- Interactive map of Millie Hill Bat Cave Viewing Area
- Location: Millie Hill Bat Cave Road
- Nearest city: Iron Mountain, Michigan
- Coordinates: 45°49′16.02″N 88°3′22.12″W﻿ / ﻿45.8211167°N 88.0561444°W

= Millie Hill bat cave =

Bat colony in Iron Mountain, Michigan

Millie Hill bat cave (also known as Millie Mine bat cave) is an abandoned iron mine in Iron Mountain, Michigan that is now one of the largest bat breeding colonies in North America. The vertical mine shaft is blocked by a steel grate, which prevents entry by humans but allows bats to enter and exit freely. The bat cave is designated as an official Michigan Wildlife Viewing Area.

== History ==
The Millie Hill mine was excavated in the 1860s. It was abandoned around the turn of the 20th century.

As a teenager, spelunker Steve Smith explored the abandoned Millie Mine in the 1970s and found thousands bats below the surface. The city of Iron Mountain planned to fill the mine in the spring of 1993, but Smith contacted Bat Conservation International to save the bats and their home in the mine. The entrance was reinforced with concrete and covered with an 8 ft tall steel cage with bars wide enough for bats to fly in and out. The cage was designed by U.P. Engineers and Architects Inc. The sides are constructed in a way to prevent predators such as cats, weasels, and raccoons from sitting on the bars to snatch the bats as they exit.

== Conservation ==
An estimated 250,000 to one million bats winter in the Millie Mine cave. At the time of its construction, the Millie Hill bat cave was the second largest hibernaculum in the United States. Over 1,000 former mines in the United States have been converted to bat sanctuaries since 1994. Mines must meet the right requirements to be a suitable habitat for hibernating bats, stable temperatures that are cool but above freezing (approximately 38-48 F) with a high humidity. Different species have different preferences; for example, the little brown bat prefers the warmer interior of the mine, while big brown bats can tolerate colder temperatures near the entrance.

Bats in the Upper Peninsula region have also historically roosted in thick trunks of hollow trees such as the white pine, but this habitat has also been impacted by humans.

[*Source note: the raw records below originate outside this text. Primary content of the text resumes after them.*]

PR #1182, opened 2021-02-08
filesetup: add engine's io_ops to prepopulate file with data

lukaszstolarczuk:
In some cases (e.g. engine marked as diskless) files are not laid out.
If the first job is a read job, results are higher than expected
(because reading zero page). Each engine should deliver func to
prepopulate file with data to avoid this situation.

Signed-off-by: Łukasz Stolarczuk <lukasz.stolarczuk@intel.com>

### DIFF
--- a/filesetup.c
+++ b/filesetup.c
@@ -338,6 +338,95 @@ error:
 	return ret;
 }
 
+/*
+ * Generic function to prepopulate regular file with data.
+ * Useful if you want to make sure I/O engine has data to read.
+ * Leaves f->fd open on success, caller must close.
+ */
+int generic_prepopulate_file(struct thread_data *td, struct fio_file *f)
+{
+	int flags;
+	unsigned long long left, bs;
+	char *b = NULL;
+
+	/* generic function for regular files only */
+	assert(f->filetype == FIO_TYPE_FILE);
+
+	if (read_only) {
+		log_err("fio: refusing to write a file due to read-only\n");
+		return 0;
+	}
+
+	flags = O_WRONLY;
+	if (td->o.allow_create)
+		flags |= O_CREAT;
+
+#ifdef WIN32
+	flags |= _O_BINARY;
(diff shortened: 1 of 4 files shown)


axboe:
Looks pretty straight forward, but needs a bump of ```FIO_IOOPS_VERSION```.

filesetup.c
```diff
@@ -338,6 +338,99 @@ static bool pre_read_file(struct thread_data *td, struct fio_file *f)
...
+
+		if (err == ENOENT && !td->o.allow_create)
+			log_err("fio: file creation disallowed by "
+					"allow_file_create=0\n");
+		else
+			td_verror(td, err, "open");
+		return 1;
+	}
+
+	left = f->real_file_size; // XXX: ?? f->file_offset + f->io_size
```
lukaszstolarczuk, line 385: I'm not sure - if I use the offset + io_size, how to apply offset into the write...?

lukaszstolarczuk (commented):
FYI, this is a continuation of #1165.

filesetup.c
axboe: f->real_file_size should be the actual size of the file, f->file_offset is just where IO would be done. So I think you should lay out as f->real_file_size as you do.

lukaszstolarczuk: Ok, I've removed the comment.

lukaszstolarczuk:
@sitsofe, I've removed my check for `fill_device` - I believe it was redundant. I've done some testing and I believe you're right, it may be useful in some cases to run both together - fill_device is done before prepopulation so it should be fine.

sitsofe:
(I'll look at this one over the weekend)

sitsofe (approved):
Got to say I really like this one - LGTM!

sitsofe:
@axboe could you pull this?

axboe:
Agree! Done

PR #1183, opened 2021-02-10
$clientuid keyword to differentiate clients in client/server mode

tarasglek:
We been using fio heavily, but getting it to put an IP into filename was a struggle.

Previously we had to specify `directory=/` in config, which would prepend /<ip> to any filenames. Having explicit format string for this seems better :)

### DIFF
--- a/HOWTO
+++ b/HOWTO
@@ -809,6 +809,8 @@ Target file/device
 
 		**$jobname**
 				The name of the worker thread or process.
+		**$clientuid**
+				IP of the fio process when using client/server mode.
 		**$jobnum**
 				The incremental number of the worker thread or process.
 		**$filenum**
--- a/fio.1
+++ b/fio.1
@@ -584,6 +584,9 @@ string:
 .B $jobname
 The name of the worker thread or process.
 .TP
+.B $clientuid
+IP of the fio process when using client/server mode.
+.TP
 .B $jobnum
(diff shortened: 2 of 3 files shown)


axboe:
A few comments:

- Does 'client_sockaddr_str work on all platforms? Might need a configure check
- Please update the HOWTO as well
- Commit message should have explanation of the change, and include a Signed-off-by line at the bottom. Commit message is basically just what you put in here. But I want the history in the git tree, not on github

Hope that makes sense!

tarasglek:
Thanks for quick reply. How does this look?

axboe:
Better! But:

- Don't add my signed-off-by, I do that myself when I sign off on it.
- You didn't do the configure test for client_sockaddr_str, and make the keyword depend on that

tarasglek:
@axboe client_sockaddr_str is an fio global variable. It even has a windows codepath to populate it.

axboe:
> @axboe client_sockaddr_str is an fio global variable. It even has a windows codepath to populate it.

Ah duh, no worries then! Just kill my SOB from the commit, and then it looks fine to me.

tarasglek:
killed the SOB

axboe:
LGTM, pulled - thanks.

sitsofe:
(@tarasglek Wow a contribution from another person who I've been an internet fan of! ;-)

PR #1185, opened 2021-02-11
engines/libpmem: minor fixes and code cleanup

lukaszstolarczuk:
- set file open/create mode always to RW,
- do not call drain on close, it's redundant,
- code and example cleanup.

### DIFF
--- a/engines/libpmem.c
+++ b/engines/libpmem.c
@@ -2,7 +2,7 @@
  * libpmem: IO engine that uses PMDK libpmem to read and write data
  *
  * Copyright (C) 2017 Nippon Telegraph and Telephone Corporation.
- * Copyright 2018-2020, Intel Corporation
+ * Copyright 2018-2021, Intel Corporation
  *
  * This program is free software; you can redistribute it and/or
  * modify it under the terms of the GNU General Public License,
@@ -97,16 +97,9 @@ static int fio_libpmem_file(struct thread_data *td, struct fio_file *f,
 			    size_t length, off_t off)
 {
 	struct fio_libpmem_data *fdd = FILE_ENG_DATA(f);
-	mode_t mode = 0;
+	mode_t mode = S_IWUSR | S_IRUSR;
 	size_t mapped_len;
 	int is_pmem;
-
-	if(td_rw(td))
-		mode = S_IWUSR | S_IRUSR;
-	else if (td_write(td))
-		mode = S_IWUSR;
-	else
-		mode = S_IRUSR;
 
 	dprint(FD_IO, "DEBUG fio_libpmem_file\n");
 	dprint(FD_IO, "f->file_name = %s td->o.verify = %d \n", f->file_name,
--- a/engines/libpmem.c
+++ b/engines/libpmem.c
@@ -212,12 +212,6 @@ static int fio_libpmem_close_file(struct thread_data *td, struct fio_file *f)
 	int ret = 0;
 
 	dprint(FD_IO, "DEBUG fio_libpmem_close_file\n");
-	dprint(FD_IO, "td->o.odirect %d\n", td->o.odirect);
-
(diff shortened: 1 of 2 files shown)


engines/libpmem.c
```diff
@@ -185,8 +175,9 @@ static enum fio_q_status fio_libpmem_queue(struct thread_data *td,
 	io_u->error = 0;
 
 	dprint(FD_IO, "DEBUG fio_libpmem_queue\n");
-	dprint(FD_IO,"td->o.odirect %d td->o.sync_io %d \n",td->o.odirect, td->o.sync_io);
-	/* map both O_SYNC / DSYNC to not using NODRAIN */
+	dprint(FD_IO, "td->o.odirect %d td->o.sync_io %d\n",
+					td->o.odirect, td->o.sync_io);
```
sitsofe, line 179: I think the recent style in fio has been tending towards lining up with the brackets:
```
printf("foo = %d\n",
          i);
```

examples/libpmem.fio
```diff
@@ -17,16 +17,6 @@ thread
...
-#
-# In case of 'scramble_buffers=1', the source buffer
-# is rewritten with a random value every write operations.
-#
-# But when 'scramble_buffers=0' is set, the source buffer isn't
-# rewritten. So it will be likely that the source buffer is in CPU
-# cache and it seems to be high performance.
-#
-scramble_buffers=0
-
```
sitsofe, line 29: What made you ditch this? Maybe add the reason to the description...

engines/libpmem.c
```diff
@@ -2,7 +2,7 @@
  * libpmem: IO engine that uses PMDK libpmem to read and write data
```
sitsofe, line 2: I think the style is that there's an empty line above the S-o-b in the commit message.

engines/libpmem.c
```diff
@@ -212,12 +212,6 @@ static int fio_libpmem_close_file(struct thread_data *td, struct fio_file *f)
 	int ret = 0;
 
 	dprint(FD_IO, "DEBUG fio_libpmem_close_file\n");
-	dprint(FD_IO, "td->o.odirect %d\n", td->o.odirect);
-
-	if (!td->o.odirect) {
-		dprint(FD_IO,"pmem_drain\n");
-		pmem_drain();
-	}
```
sitsofe, line 236: Out of curiosity do know why the original author might have believed it was?

sitsofe (commented):
Only minor comments.

sitsofe (changes requested):
@lukaszstolarczuk any comment on the comments (even if they're minor)?

engines/libpmem.c
lukaszstolarczuk: I'm not sure. In general you want your data to be persistent on the device (on NVDIMM), so maybe it was added just like that. It's not a mistake it is here, it's just seems redundant.
Anyway, I extended the commit msg a little bit, just FYI.

lukaszstolarczuk (commented):
Thanks for the review and ping. Sorry for the delay, I just switched my mind to other tasks and it slipped my mind.

sitsofe (approved):
LGTM!

@axboe can you pull this one?

engines/libpmem.c
ErwanAliasr1: Shouldn't we have pmem_drain() before the unmap() to ensure everything is persistent ?

lukaszstolarczuk: As I stated in the commit message:
- if we set the direct flag to 1, we use "PMEM_F_MEM_NONTEMPORAL", so non-temporal stores, so we don't need to worry about it (we avoid the need to flush processor caches)
- if we set the direct flag to 0, we simply don't care about this (at least in here, in the benchmarking. We rather don't want that in real-life scenarios)

PR #1187, opened 2021-02-12
hack buffer_pattern option to provide large sample file

aclamk:
*This is not actual PR*

Background:
This thing allows to provide large file as source of data for IO operations.
It allowed me to test different compression algorithms and different options.

When testing balance between compression gained and CPU power invested it is necessary to provide actual data
that can be compressed differently by different algorithms.

Data provided in --buffer-pattern is here considered to be a sample of customer data.

Request:
Can I please get some hints how to implement above feature properly, so it could be passed via client-server path?
Or can it be a feature that cannot be used in client - server mode?

### DIFF
--- a/cconv.c
+++ b/cconv.c
@@ -170,7 +170,7 @@ void convert_thread_options_to_cpu(struct thread_options *o,
 	o->verify_offset = le32_to_cpu(top->verify_offset);
 
 	memcpy(o->verify_pattern, top->verify_pattern, MAX_PATTERN_SIZE);
-	memcpy(o->buffer_pattern, top->buffer_pattern, MAX_PATTERN_SIZE);
+	//	memcpy(o->buffer_pattern, top->buffer_pattern, MAX_PATTERN_SIZE);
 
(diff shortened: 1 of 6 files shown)


sitsofe:
I'm going to have to come back to this one as I'm almost out of time for reviews today but I agree client/server mode might complicate things. Is the expectation that there is one buffer used in all writes and said buffer can come from a file?

aclamk:
@sitsofe 
Yes, ONE buffer that provides as data source for all writes is ok.
I mean, for as long as it is not always read from beginning, but works as circular buffer.

sitsofe:
Interesting... I'm going to have to come back to this one to think more on it so I'll warn you it may be a while :-)

aclamk:
@sitsofe 
Would it be acceptable to pass pattern from server to client and let it evaluate it?
But naturally, reading files on different machines will increase probability (by error) of supplying different content.

Other alternative is to directly transfer the data. Maybe it will have significant impact on performance, but if feature is unlikely to be used in server-client mode it will just need to be present for correctness and completeness?

PR #1194, opened 2021-02-24
fix loop with unreachable exit condition

ihsinme:
this is my second try.
this time I'm sure there is an error.

the essence of the error lies in a possible hit in the eternal cycle while, when exiting the higher cycle by means of break.

keeping in mind your requirements, I will immediately ask for help in describing the functionality of the place I am correcting, so that I can create tests and poc. with less effort.
thank

Signed-off-by: Sergey Valentey <ihsinme@gmail.com>

### DIFF
--- a/server.c
+++ b/server.c
@@ -1909,7 +1909,7 @@ static int fio_append_iolog_gz(struct sk_entry *first, struct io_log *log)
 			break;
 		}
 		flist_add_tail(&entry->list, &first->next);
-	} while (ret != Z_STREAM_END);
+	}
 
 	ret = deflateEnd(&stream);
 	if (ret == Z_OK)


ihsinme:
Do you need more information for this PR?

sitsofe:
@ihsinme Thanks for dropping by. I haven't had a chance to look at this as I currently have my hands full with `${DAYJOB}` but it will get looked at in the end ;-)

axboe:
The change itself looks fine, but the commit message is unreadable. I'd rework that:

- Improve the wording of it so it makes sense without having to look at the code change :-)
- Break up overly long lines. A commit message should be no wider than 72-74 chars.

ihsinme:
if I fix the commit message like this?

```
The presence of a second while cycle may result in an error.
I suggest removing it.
```
at the same time, please clarify whether it is necessary to additionally correct the name of the commit and the PR message?

ihsinme:
@axboe please respond to my suggestion for a fix.

PR #1198, opened 2021-03-04
Unified RW Reporting - Separate and Mixed

bjpaupor:
Add functionality to the unified_rw_reporting parameter to output separate and mixed stats when set to 2.

To achieve this, the stats are gathered on a per/data direction (read/write/etc) basis and then summed into the mixed stats when generating output.


jeffreyalien (approved):

axboe:
Please squash this down to a clean series, looks like a bit of a work-in-progress so far. Don't want to merge (or review :-)) that.

bjpaupor:
Will do, thanks for the update!

PR #1200, opened 2021-03-09
engines/io_uring: fix compilation conflict with Android NDK

DevriesL:
This rename variable __errno to init_err, because Android NDK already uses __errno in errno.h, then it will throw a compilation error `called object type 'int' is not a function or function pointer` if we declare a variable as same name.


axboe:
Thanks!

Bats in the Millie Mine have been affected by white-nose syndrome, a fungus that grows on them while they hibernate during winter. From 2014 to 2020, 90% of bats in Michigan's Upper Peninsula have died, including species of little brown bats, northern long eared bats, big brown bats, tri-colored bats, and Indiana bats. In 1994, approximately 85% of the species at Millie Hill were little brown bats.

== Wildlife viewing ==
The cave was the site of the first Great Lakes Bat Festival on August 9–11, 2002 to demonstrate tagging and educate the public on bats.

Bats are easiest to see in spring (April and May) and autumn (September to October) at dusk. Benches are available around the fence for viewers. There are also hiking trails.

The site is listed as an official Michigan Wildlife Viewing Area. The site is also listed on the Michigan DNR Townships with Bat HCP Habitats. Sierra Club recommended it as a place to see bats in the Upper Peninsula.